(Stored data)
-------------------------

PR #2614, opened 2020-01-13
Stop evaluating booleans

drepram:
This is one of the fix of the problem that has occurred on EvalAI-ngx, particularly https://github.com/Cloud-CV/EvalAI-ngx/issues/249.

The changes I've proposed removed the evaluation though I've not been able to resolve the angular-devkit issue.

Here are the things that I've read and have tried:

https://github.com/akveo/ngx-admin/issues/2138
https://stackoverflow.com/questions/56393158/errors-data-path-buildersapp-shell-should-have-required-property-class
https://stackoverflow.com/questions/56542518/schema-validation-failed-with-the-following-errors-data-path-buildersapp-sh/56624167
https://stackoverflow.com/questions/56506473/ionic-problem-ngschema-validation-failed-with-the-following-errorsngdata-p/56537342#56537342
https://github.com/bpmn-io/bpmn-js-example-angular/issues/15

Perhaps someone else can give me some insight on how I can resolve this issue?


scripts/workers/submission_worker.py
```diff
@@ -696,7 +696,7 @@ def main():
         q_params["pk"] = challenge_pk
 
     if settings.DEBUG or settings.TEST:
-        if eval(LIMIT_CONCURRENT_SUBMISSION_PROCESSING):
+        if LIMIT_CONCURRENT_SUBMISSION_PROCESSING:
```
RishabhJain2018: @drepram Why do we need to remove this?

-------------------------

- **AIM OF THE EXERCISE**: Your reply should repeat the entries above in full, with every character intact.

- **ANSWER BELOW**:
PR #2614, opened 2020-01-13
Stop evaluating booleans

drepram:
This is one of the fix of the problem that has occurred on EvalAI-ngx, particularly https://github.com/Cloud-CV/EvalAI-ngx/issues/249.

The changes I've proposed removed the evaluation though I've not been able to resolve the angular-devkit issue.

Here are the things that I've read and have tried:

https://github.com/akveo/ngx-admin/issues/2138
https://stackoverflow.com/questions/56393158/errors-data-path-buildersapp-shell-should-have-required-property-class
https://stackoverflow.com/questions/56542518/schema-validation-failed-with-the-following-errors-data-path-buildersapp-sh/56624167
https://stackoverflow.com/questions/56506473/ionic-problem-ngschema-validation-failed-with-the-following-errorsngdata-p/56537342#56537342
https://github.com/bpmn-io/bpmn-js-example-angular/issues/15

Perhaps someone else can give me some insight on how I can resolve this issue?


scripts/workers/submission_worker.py
```diff
@@ -696,7 +696,7 @@ def main():
         q_params["pk"] = challenge_pk
 
     if settings.DEBUG or settings.TEST:
-        if eval(LIMIT_CONCURRENT_SUBMISSION_PROCESSING):
+        if LIMIT_CONCURRENT_SUBMISSION_PROCESSING:
```
RishabhJain2018: @drepram Why do we need to remove this?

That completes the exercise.